Dockings were performed with Autodock 4.2 (Scripps Research Institute, La Jolla, CA) (Morris et al., 1998), as part of Yasara 12.4.1. software (Krieger et al., 2004). The structure of the ligand binding domain of hPXR of Watkins 2003 was used [Protein Data Bank ID 1M13 (Watkins et al., 2003)]. Docking of hyperforin was started from its X-ray position in 1M13. Subsequently, docking of rifampicin was started after superimposing the hPXR-rifampicin complex 1SKX (Chrencik et al., 2005) onto 1M13. The PXR antagonist A-792611 was built from the similar HIV-protease inhibitor in Protein Data Bank ID 3GGV (Degoey et al., 2009), guided by the structure drawing from Healan-Greenberg et al. (2008). The other compounds (ketoconazole, paclitaxel, erlotinib, and milk thistle’s components) were obtained as Sybyl Mol2 files from ChemIDplus Advanced (http://chem.sis.nlm.nih.gov/chemidplus/; National Institutes of Health, Bethesda, MD). The milk thistle’s components silybin A+B, isosilybin A+B, silychristin, and silydianin were modified to follow the stereochemistry as given by Lee et al. (2007), and roughly placed in the hPXR pocket.

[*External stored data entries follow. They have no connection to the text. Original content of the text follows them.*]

PR #125, opened 2021-06-08
Add instructions to revert unintended submodule changes.

deymo:
When bash_test fails in the test_deps_version() print instructions on
how to revert the change if it was unintended.


jonsneyers:
That's useful! :)

jonsneyers (approved):

PR #127, opened 2021-06-08
Silence deprecation warnings when building with gcc

deymo:
This fixes the post-submit checks for the v0.4.x branch.


jonsneyers (approved):

deymo:
checked that the v0.4.x branch passes post-submit tests.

Yasara was used for cleaning the molecules with regard to atom types and bond types. After initial minimization and stimulated annealing with the Amber03 force field (Duan et al., 2003) of the ligand and the sidechains of the hPXR residues within 7 Å, 250 rigid docking runs were performed, with ga_pop_size set at 15000.

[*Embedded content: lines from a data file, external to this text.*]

PR #128, opened 2021-06-09
Fix use of undefined value in 2x upsampling.

eustas:
Multiplication by 0 does not save from mixing-in undefined values,
because NaN is toxic. Added special "unlikely" case for the tail
of input in case X-repeat is in action (only 2x upsampling, and
vector size >4).


eustas:
Woo-hoo PR number 10000000

veluca93 (approved):

PR #133, opened 2021-06-09
Run CIFuzz continuous integration on PRs.

deymo:
oss-fuzz provides a GitHub CI integration that would run the fuzzer on a
given pull request for a period of time. The minimum recommended time is
600 seconds, which is the value included in this commit.

See the following link for details:

  https://google.github.io/oss-fuzz/getting-started/continuous-integration/

### DIFF
--- a/.github/workflows/fuzz.yml
+++ b/.github/workflows/fuzz.yml
@@ -1,0 +1,52 @@
+# Copyright (c) the JPEG XL Project Authors. All rights reserved.
+#
+# Use of this source code is governed by a BSD-style
+# license that can be found in the LICENSE file.
+
+# CI on pull-requests to run the fuzzer from oss-fuzz. See:
+#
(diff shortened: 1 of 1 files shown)


veluca93 (dismissed):

eustas (dismissed):

jonsneyers:
Would be cool if somehow the fuzzer could be configured to focus on code paths that involve code touched by the PR, but I guess that's not an easy thing to do.

jonsneyers:
It might be worthwhile to only do this (and also the build/test CI) when changes are made to the code (`**.cc`, `**.h`), as described here: https://google.github.io/oss-fuzz/getting-started/continuous-integration/#branches-and-paths

Currently this also gets run when only making changes to documentation or fixing a typo in the README.md, which is a bit unnecessary...

veluca93 (approved):

veluca93 (approved):

PR #1277, opened 2022-03-25
Take upsampling into account for border

eustas:


veluca93 (approved):

lib/jxl/render_pipeline/low_memory_render_pipeline.cc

LanthaScreen TR-FRET PXR Competitive Binding Assay

A LanthaScreen TR-FRET PXR competitive binding assay was conducted according to the manufacturer’s (Invitrogen) protocol. In brief, the assay was performed in black noncoated, low-volume and round-bottomed 384-well Corning plates. The compounds were diluted in TR-FRET PXR assay buffer and 10 μl/well of these dilutions were dispensed in quaduplicate with the following end concentrations: 100 μg/ml milk thistle and 100 μM of silybin, isosilybin, silydianin, silychristin and taxifolin. In addition, 100 μM of the positive controls ketoconazole and A-792611 were tested, accompanied by known PXR agonists 100 μM rifampicin, 100 μM clotrimazole, 100 μM hyperforin, and 1 μM SR12813. Second, 5 μl/well of Fluormone PXR green at a final concentration of 40 nM was added. At last, 5 μl/well of the following mix was added: dithiothreitol, terbium-labeled anti-glutathione S-transferase antibody, and hPXR-LBD at final concentrations of 50 μM, 10 nM, and 5 nM, respectively. The plate was incubated for 1 hour at room temperature, protected from light. The PerkinElmer Envision plate reader was used to measure TR-FRET (PerkinElmer, Waltham, MA). Table 4 gives an overview of the applied settings. For the TR-FRET ratios, the emission signal at 520 nm was divided by the emission signal at 495 nm.

Statistical Analysis

Data were analyzed by using the two-sample t test and were considered statistically significant when P < 0.05. All statistical determinations were performed with SPSS software (version 16.0; SPSS Inc., Chicago, IL).